Comment & Analysis
Jun 9, 2019

Trinity Has Defied the Odds to Hold Its Status as a World-Class Research University

The College’s newly launched research strategy highlighted its success as well as the obstacles facing academics.

Léigh as Gaeilge an t-Eagarfhocal (Read Editorial in Irish) »
By The Editorial Board

Over the last few years, there have been many reasons to scoff at Trinity’s self-proclaimed title of a “world-class university”.

Whether it’s sliding down the world rankings, at times sub-par resources or a muddled bureaucracy that leaves a lot to be desired, students can sometimes feel swindled by College’s promises of excellence.

But those in attendance at the launch of the College’s first-ever Research Excellence Strategy on Thursday were reminded one Trinity’s core purposes: its research.


While critics bemoan the College’s focus on commercial endeavours, Provost Patrick Prendergast struck a sincere tone when he said: “Just like the heart pumps blood around the body to all the major organs, we are explicitly linking research to the key priority areas of this university.”

When it comes to securing research grants, Trinity leaves other Irish universities in the dust.

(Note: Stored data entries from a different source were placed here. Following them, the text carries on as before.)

PR #147, opened 2021-07-14
Show partition failure

AlexandruGG:
I noticed an issue trying to use the new `partition` method from **master**. I am not sure exactly what's causing it, but I wrote a test to showcase -> whenever we run `count` on one of the results from the partition operation it causes this fatal error:

`Fatal error: Generator passed to yield from was aborted without proper return and is unable to continue`

In the other project where I was trying to use this I dumped the collection before-after the `count`:

### Before
```PHP
loophp\collection\Collection^ {#5180
  -parameters: array:1 [
    0 => Generator {#5177
      executing: {
        ./vendor/loophp/collection/src/Operation/Filter.php:46 { …}
      }
      closed: false
    }
  ]
  -source: Closure(iterable $iterable): Iterator^ {#5148
    returnType: "Iterator"
    class: "loophp\collection\Collection"
  }
}
```

### After
```PHP
loophp\collection\Collection^ {#5180
  -parameters: array:1 [
    0 => Generator {#5177
      closed: true
    }
  ]
  -source: Closure(iterable $iterable): Iterator^ {#5148
    returnType: "Iterator"
    class: "loophp\collection\Collection"
  }
}
```

Based on this it looks like the generator appears closed

PR #148, opened 2021-07-15
Update Span and Partition operations.

drupol:
This PR:

* [x] Fix #147 
* [x] Fix Span operation which is having the same issue

### DIFF
--- a/docs/pages/api.rst
+++ b/docs/pages/api.rst
@@ -22,11 +22,14 @@ fromCallable
 
 Create a collection from a callable.
 
-Signature: ``Collection::fromCallable(callable $callable, ...$parameters): Collection;``
+.. tip:: This can be very useful when working with a PHP `Generator`_, since it will allow the collection
+    object to behave as if the Generator was rewindable.
+
+Signature: ``Collection::fromCallable(callable $callable, iterable $parameters = []): Collection;``
 
 .. code-block:: php
 
-    $callback = static function () {
+    $callback = static function (): Generator {
         yield 'a';
         yield 'b';
         yield 'c';
@@ -49,6 +52,10 @@ fromIterable
 ~~~~~~~~~~~~
 
 Create a collection from an iterable.
+
+.. warning:: When instantiating from a PHP `Generator`_, the collection object will inherit its behaviour:
+    it will only be iterable a single time, and an exception will be thrown if multiple operations which attempt
+    to re-iterate are applied, for example ``count()``.
 
 Signature: ``Collection::fromIterable(iterable $iterable): Collection;``
 
--- a/src/Collection.php
+++ b/src/Collection.php
@@ -669,7 +669,7 @@ final class Collection implements CollectionInterface
         return new self(
             Pipe::of()(
                 Partition::of()(...$callbacks),
-                Map::of()(static fn (Iterator $iterator): CollectionInterface => self::fromIterable($iterator))
+                Map::of()(static fn (array $callUserFuncParameters): CollectionInterface => self::fromCallable(...$callUserFuncParameters)),
             ),
             [$this->getIterator()]
         );
--- a/src/Collection.php
+++ b/src/Collection.php
@@ -667,6 +667,7 @@ final class Collection implements CollectionInterface
 
     public function partition(callable ...$callbacks): CollectionInterface
     {
+        // TODO: Move this docblock above closure when https://github.com/phpstan/phpstan/issues/3770 lands.
         $mapCallback = static function (array $partitionResult): CollectionInterface {
             /**
              * @var Closure(Iterator<TKey, T>): Generator<TKey, T> $callback
@@ -787,6 +788,7 @@ final class Collection implements CollectionInterface
 
     public function span(callable ...$callbacks): CollectionInterface
     {
+        // TODO: Move this docblock above closure when https://github.com/phpstan/phpstan/issues/3770 lands.
         $mapCallback = static function (array $spanResult): CollectionInterface {
             /**
              * @var Closure(Iterator<TKey, T>): Generator<TKey, T> $callback
--- a/src/Collection.php
+++ b/src/Collection.php
@@ -797,7 +797,7 @@ final class Collection implements CollectionInterface
             return self::fromCallable($callback, $parameters);
         };
 
-        return new self(Span::of()(Partition::of()(...$callbacks), Map::of()($mapCallback)), [$this->getIterator()]);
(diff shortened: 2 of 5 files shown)


src/Collection.php
```diff
@@ -154,14 +153,14 @@ final class Collection implements CollectionInterface
     private array $parameters;
 
     /**
-     * @var callable(mixed ...$parameters): iterable<TKey, T>
+     * @var callable(mixed ...$parameters): Iterator<TKey, T>
```
AlexandruGG, line 156: this change means we no longer want to allow this?

```PHP
Collection::fromCallable(static fn(): array => [1, 2, 3])
```

I don't see why this would not be allowed because `fromIterable` allows `array`, i.e.:
```PHP
Collection::fromIterable([1, 2, 3])
```

AlexandruGG: I guess we can argue that we want to keep it to only one type `Iterator`, but it feels like a restriction which should be justified in some way in the documentation

drupol: This is now no more valid, I got a better idea, I let you check it out ;)

drupol:
@AlexandruGG Let me know what you think. I think this is clearly an improvement.

AlexandruGG:
@drupol hey, so if I understand correctly the main issue is that `fromCallable` should be used whenever you want to instantiate the Collection from a Generator, right? And then it means that [this example](https://github.com/loophp/collection/pull/147#issuecomment-880437509) is kind of expected behaviour due to how PHP Generators work, right?

I'm thinking I can update the documentation to mention this and fix the static analysis as well

drupol:
Yes exactly, and it make sense actually, I don't know why I haven't though about this earlier.

AlexandruGG:
> Yes exactly, and it make sense actually, I don't know why I haven't though about this earlier.

Cool 😄. I thought about it at first but then I also was assuming that with Collection and ClosureIterator we want to still allow that. But it makes sense to keep it consistent with how a Generator would work by itself

AlexandruGG:
Leave this to me, I'll fix the static analysis and update the docs

drupol:
> > Yes exactly, and it make sense actually, I don't know why I haven't though about this earlier.
> 
> Cool 😄. I thought about it at first but then I also was assuming that with Collection and ClosureIterator we want to still allow that. But it makes sense to keep it consistent with how a Generator would work by itself

As a closure is the real immutable thing in PHP, we must use and abuse them 💪

drupol:
> Leave this to me, I'll fix the static analysis and update the docs

Thanks :) and ok, I don't touch this anymore.

drupol:
> @drupol hey, so if I understand correctly the main issue is that `fromCallable` should be used whenever you want to instantiate the Collection from a Generator, right? And then it means that [this example](https://github.com/loophp/collection/pull/147#issuecomment-880437509) is kind of expected behaviour due to how PHP Generators work, right?

Yes ! We could imagine fixing it by detecting if the `iterable` is a `Generator`, and then wrap it in a `CachingIterator`. We should tackle that in another PR anyway.

docs/pages/api.rst
```diff
@@ -22,11 +22,14 @@ fromCallable
 
 Create a collection from a callable.
 
-Signature: ``Collection::fromCallable(callable $callable, ...$parameters): Collection;``
+.. tip:: This can be very useful when working with a PHP `Generator`_, since it will allow the collection
+    object to behave as if the Generator was rewindable.
+
+Signature: ``Collection::fromCallable(callable $callable, iterable $parameters = []): Collection;``
```
AlexandruGG, line 28: don't forget to update these when changing method signatures 😬 
https://github.com/loophp/collection/pull/146

drupol: Oops! Thanks!

AlexandruGG (approved):
This should be good to go. Here's what I did:
- updated docs to mention the Generator behaviour. We can further update once #150 is ready
- fixed static analysis - required being a bit more verbose in the Collection.php methods and in the operations but works
- moved the new tests into the existing partition test

src/Collection.php
```diff
@@ -666,13 +667,17 @@ public function pair(): CollectionInterface
...
+            /**
+             * @var Closure(Iterator<TKey, T>): Generator<TKey, T> $callback
+             * @var array{0: Iterator<TKey, T>} $parameters
+             */
+            [$callback, $parameters] = $partitionResult;
+
+            return self::fromCallable($callback, $parameters);
+        };
+
+        return new self(Pipe::of()(Partition::of()(...$callbacks), Map::of()($mapCallback)), [$this->getIterator()]);
```
drupol, line 680: What do you think about doing this:

```diff
diff --git a/src/Collection.php b/src/Collection.php
index 640df98a..8042ecd5 100644
--- a/src/Collection.php
+++ b/src/Collection.php
@@ -667,15 +667,11 @@ final class Collection implements CollectionInterface
 
     public function partition(callable ...$callbacks): CollectionInterface
     {
-        $mapCallback = static function (array $partitionResult): CollectionInterface {
+        $mapCallback =
             /**
-             * @var Closure(Iterator<TKey, T>): Generator<TKey, T> $callback
-             * @var array{0: Iterator<TKey, T>} $parameters
+             * @param array{0: Closure(Iterator<TKey, T>): Generator<TKey, T>, 1: array{0: Iterator<TKey, T>}} $partitionResult
              */
-            [$callback, $parameters] = $partitionResult;
-
-            return self::fromCallable($callback, $parameters);
-        };
+            static fn (array $partitionResult): CollectionInterface => self::fromCallable(...$partitionResult);
 
         return new self(Pipe::of()(Partition::of()(...$callbacks), Map::of()($mapCallback)), [$this->getIterator()]);
     }
```

drupol: So we don't `unwrap` and `wrap` parameters.

AlexandruGG: already tried that, doesn't work because PHPStan doesn't yet support reading doc blocks above closures: https://github.com/phpstan/phpstan/issues/3770

drupol: Oh... I'll add a TODO and merge!

AlexandruGG: in other cases it doesn't mind and just treats it as `callable` and `mixed`, but here it needs to know the return type for the `$callback` so that it can link it to the template types of `fromCallable`

drupol:
A nice one done! And a good lesson learned :)

drupol:
Thanks for the help @AlexandruGG !

AlexandruGG:
Thank you for fixing this 🚀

Research breakthroughs are achieved every day within the campus walls. And College’s academics are routinely called upon as experts in their field to comment on topical matters.

It’s heartening now to see College embrace its rich culture of research and make a renewed effort to embed this into the undergraduate education, with the Trinity electives set to launch in September.

That’s not to say that Trinity’s researchers don’t face challenges. Indeed, in the text of the strategy, the College is very open about its failings when it comes to research – the obstacles that academics face in carrying out their work. It is easy for documents such as these to glaze over these hard topics in favour of positivity and buzzwords, and so it’s refreshing to see this strategy call for solutions to the administrative workloads that plague academics as well as highlighting the urgent need to improve the working conditions of early-career researchers.

And of course, as ever, there are problems with funding for universities that can have a devastating impact on research – particularly more fundamental or basic research.

Trinity has truly defied the odds by remaining an internationally renowned research university in such a difficult climate. As College takes stock of this success, it should vow never to neglect this indispensable part of its DNA.